The most-missed question on the Math GRE is the following:
How many times does $x^{12}$ intersect $e^x$?
Because I told you it was hard, you probably realized it was a trick and got the right answer; or you were among the ~25% who got it right on the test.
I thought this was fun! My question is:
What is the maximum number of times that $e^x$ can intersect a polynomial of degree $n$?
The answer to the GRE question is $3$. The graphs intersect once to the left of the $y$-axis, and twice to the right.
For the general question, here is one suggestion for a possible solution, and a sketch of the construction.
For any $n$ we can construct a polynomial that intersects $e^x$ $n+1$ times. For even $n$, place $n/2$+1 points with different $x$-values above the graph of $e^x$. Place $n/2$ points below the graph of $e^x$ such that their $x$-values alternate with those of the other points. There is then a unique polynomial of degree $n$ containing the $n+1$ points we've chosen. The intermediate value theorem then shows the two graphs intersect $n$ times within the region determined by the chosen points. The extra intersection comes beyond the region when $e^x$ overtakes the polynomial.
The case is similar for odd $n$, making sure the leading coefficient of the polynomial is positive.
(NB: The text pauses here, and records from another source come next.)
PR #6774, opened 2020-08-04
Release 3.2.0

benjamn:
This PR will serve to collect significant new features, deprecation warnings, and minor breaking changes that we intend to release in `@apollo/client@3.2.0`.

So far the list includes:
- [x] Support for `TypedDocumentNode<Data, Variables>` (@dotansimha in #6720)
- [x] Disable feud-stopping logic after any cache eviction (@benjamn in #6817)
- [x] Prevent full reobservation of queries affected by optimistic mutation updates, while still delivering results from the cache (@benjamn in #6854)
- [x] Implement `useReactiveVar` hook for consuming reactive variables in React components (@benjamn in #6867)
- [x] Throw if `writeFragment` cannot identify `options.data` when no `options.id` provided (@jcreighton in #6859)
- [x] Make any changes necessary to rename the `master` branch to `main`
- [x] Improvements for `cache.modify`: `details.storage` and `details.INVALIDATE` (@benjamn in #6991)
- [x] Bring back heuristic fragment matching, with a twist (@benjamn in #6901)
- [x] Initialize `ObservableQuery` in `updateObservableQuery` even if `skip` is `true` (@mu29 in #6999)
- [x] Move [`apollo-link-persisted-queries`](https://www.npmjs.com/package/apollo-link-persisted-queries) functionality to `@apollo/client/link/persisted-queries` (@hwillson in #6837)
- [x] Respect `errorPolicy` for mutation and subscription results (@benjamn in #7003)

If you want to test these changes, run
```sh
npm i @apollo/client@3.2.0-beta.n
```
in your application, where the `n` in `-beta.n` comes from the most recent commit message like
```
Bump @apollo/client npm version to 3.2.0-beta.n.
```

Until v3.2.0 is released, we can continue merging smaller changes into `master` and releasing them, without worrying about larger changes on the `release-3.2` branch.


dotansimha:
@benjamn I noticed an issue with `TypedDocumentNode` and the data-components (`<Query>` ...).
The export that Apollo does for those includes a `namespace Query` that contains only the `propTypes` signature. 
Having a `.d.ts` with the following:
```ts
export declare function Query<TData = any, TVariables = OperationVariables>(props: QueryComponentOptions<TData, TVariables>): JSX.Element | null;
export declare namespace Query {
    const propTypes: {
        client: PropTypes.Requireable<object>;
        children: PropTypes.Validator<(...args: any[]) => any>;
        fetchPolicy: PropTypes.Requireable<string>;
        notifyOnNetworkStatusChange: PropTypes.Requireable<boolean>;
        onCompleted: PropTypes.Requireable<(...args: any[]) => any>;
        onError: PropTypes.Requireable<(...args: any[]) => any>;
        pollInterval: PropTypes.Requireable<number>;
        query: PropTypes.Validator<object>;
        variables: PropTypes.Requireable<object>;
        ssr: PropTypes.Requireable<boolean>;
        partialRefetch: PropTypes.Requireable<boolean>;
        returnPartialData: PropTypes.Requireable<boolean>;
    };
}
```

Ends up with the `data` being `any`. 

Removing the entire `namespace Query` seems to resolve that. I guess it's something with TypeScript and type inference, but I'm not 100% yet. 
Is it something that must be exported? I think this is not required at all, since TSX knows how to validate those based on the `props: QueryComponentOptions<TData, TVariables>` that configured.

What do you think? @benjamn

benjamn:
@dotansimha I would love to get rid of any runtime prop types checking, but I worry that's a breaking change.

Doesn't `Subscription.propTypes` still need to be initialized to an object at runtime?

Maybe something like this could work?
```ts
// Note that we're using an interface here rather than a namespace.
export interface Query<TData, TVariables> {
  propTypes: PropTypes.InferProps<QueryComponentOptions<TData, TVariables>>;
}

Query.propTypes = {
  client: PropTypes.object,
  children: PropTypes.func.isRequired,
  fetchPolicy: PropTypes.string,
  notifyOnNetworkStatusChange: PropTypes.bool,
  onCompleted: PropTypes.func,
  onError: PropTypes.func,
  pollInterval: PropTypes.number,
  query: PropTypes.object.isRequired,
  variables: PropTypes.object,
  ssr: PropTypes.bool,
  partialRefetch: PropTypes.bool,
  returnPartialData: PropTypes.bool
};
```

benjamn:
@dotansimha I don't know if ab5a4f063c211554d81f46b742b9a8937f44445a is actually going to help, since TypeScript still seems to generate a `namespace` declaration in the `.d.ts` files, but at least there's also an `interface` declaration with generic type parameters now. Can you tell if that makes any difference (using `@apollo/client@3.2.0-beta.8`)?

dotansimha:
@benjamn it's still failing back to `any` for `data`:
image

It seems like it's not the existence of the `namespace`, but the existence of `propTypes` causes that. 

If I'm keeping this: 
```
export declare namespace Query { } // empty
```

it still works perfectly. If there is `var propTypes` defined in that namespace - it breaks and fallback to `any`.  

fyi: I just noticed that using `PropTypes.InferProps` requires new version of `@types/prop-types` so maybe apollo-client needs some kind of dependency constraint for that? (I this it was added in `15.5.4`).

CHANGELOG.md
```diff
@@ -1,3 +1,53 @@
...
+
+- Use `options.nextFetchPolicy` internally to restore original `FetchPolicy` after polling with `fetchPolicy: "network-only"`, so that polling does not interfere with normal query watching. <br/>
+  [@benjamn](https://github.com/benjamn) in [#6893](https://github.com/apollographql/apollo-client/pull/6893)
+
+- Initialize `ObservableQuery` in `updateObservableQuery` even if `skip` is `true`. <br/>
+  [@mu29](https://github.com/mu29) in [#6999](https://github.com/apollographql/apollo-client/pull/6999)
+
+## Improvements
+
+- Substantially improve type inference for data and variables types using `TypedDocumentNode<Data, Variables>` type instead of `DocumentNode`. <br/>
```
glasser, line 13: I think this is a great improvement but I don't feel like the CHANGELOG line is very explanatory (and the PR description takes a few reads for me to fully understand). Also "instead of" here makes it seem like DocumentNode doesn't work any more, which isn't accurate. May I suggest something more like

> In TypeScript, all APIs that take `DocumentNode` parameters now may alternatively take `TypeDocumentNode<Data, Variables>`. This type has the same JavaScript representation but allows the APIs to infer the data and variable types instead of requiring you to specify types explicitly at the call site. This works well with tools like [GraphQL Code Generator's support for generating TypedDocumentNodes from GraphQL documents](https://graphql-code-generator.com/docs/plugins/typed-document-node).

(though perhaps more concise)

PR #6775, opened 2020-08-04
Import missing JSX namespace from react

jonmagic:
On line 261 JSX.Element is used but the JSX namespace is never imported.

### Checklist:

### DIFF
--- a/src/react/types/types.ts
+++ b/src/react/types/types.ts
@@ -1,4 +1,4 @@
-import { ReactNode } from 'react';
+import { JSX, ReactNode } from 'react';
 import { DocumentNode } from 'graphql';
 
 import { Observable } from '../../utilities';


benjamn:
@jonmagic Hmm, any thoughts on [this failure](https://circleci.com/gh/apollographql/apollo-client/72014)? Was `JSX` recently added to the exports of the `react` package?

jonmagic:
> @jonmagic Hmm, any thoughts on [this failure](https://circleci.com/gh/apollographql/apollo-client/72014)? Was `JSX` recently added to the exports of the `react` package?

A teammate pointed out that it is not available from react. Having said that, I applied this patch to my copy of @apollo/client in node_modules on a local project and it fixed the typescript check error I was getting. I'll continue looking for a better solution.

jonmagic:
Here's the exact error I get on my project when I run `tsc --noEmit`:

```
node_modules/@apollo/client/react/types/types.d.ts:143:63 - error TS2503: Cannot find namespace 'JSX'.

143     children?: null | ((result: SubscriptionResult<TData>) => JSX.Element | null);
                                                                  ~~~


Found 1 error.
```

jonmagic:
In researching https://github.com/NightCatSama/vue-slider-component/issues/321 seems like a similar issue. Eventually the solution for me came from https://forum.babylonjs.com/t/babylon4-1-0-inspector-package-typescript-compilation-error-cannot-find-module-react-cannot-find-namespace-jsx/11303/2 though.

Apparently the react types don't get installed since they are a dependency of a dev dependency. The following command fixed my typechecking locally:

```bash
npm install --save-dev @types/react
```

PR #6778, opened 2020-08-05
Bump `@graphql-typed-document-node/core` to v3

dotansimha:
Related: https://github.com/apollographql/apollo-client/pull/6720#issuecomment-669009520

@benjamn this is just a cleanup for the library, the `core` package has zero deps now and contains only the `d.ts` for the signature.

### DIFF
--- a/package-lock.json
+++ b/package-lock.json
@@ -1291,20 +1291,9 @@
       }
     },
     "@graphql-typed-document-node/core": {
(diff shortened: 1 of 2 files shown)


dotansimha:
@benjamn I can also add a docs section regarding this feature, to explain how it works, and how to generate those documents using graphql-codegen. What do you think?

To see this is maximal, apply the mean value theorem to the equation $p(x)-e^x=0$ where $p(x)$ is a polynomial of degree $n$. Differentiating $n+1$ times gives the equation $e^x=0$ which has no solutions. It follows that $p^{(n)}(x)-e^x=0$ has at most $1$ solution, $p^{(n-1)}(x)-e^x=0$ has at most $2$ solutions, etc. Thus $p(x)-e^x=0$ has at most $n+1$ solutions.
You can always get $n+1$ intersections from a polynomial of degree $n$. Just pick $n+1$ points on $e^x$ and interpolate. As the GRE question hints, if the leading coefficient is positive, the polynomial crosses from below to above $e^x$ at the highest interpolating point, and $e^x$ will exceed the polynomial one more time. This gives $n+2$ by taking $n$ points below $0$ and one point above zero, say $4$. There are no more going toward $-\infty$-you are already on the right side of $e^x$. The question is whether you can exploit the bend in $e^x$ to make $2,4,\dots $ more intersections by choosing the points correctly.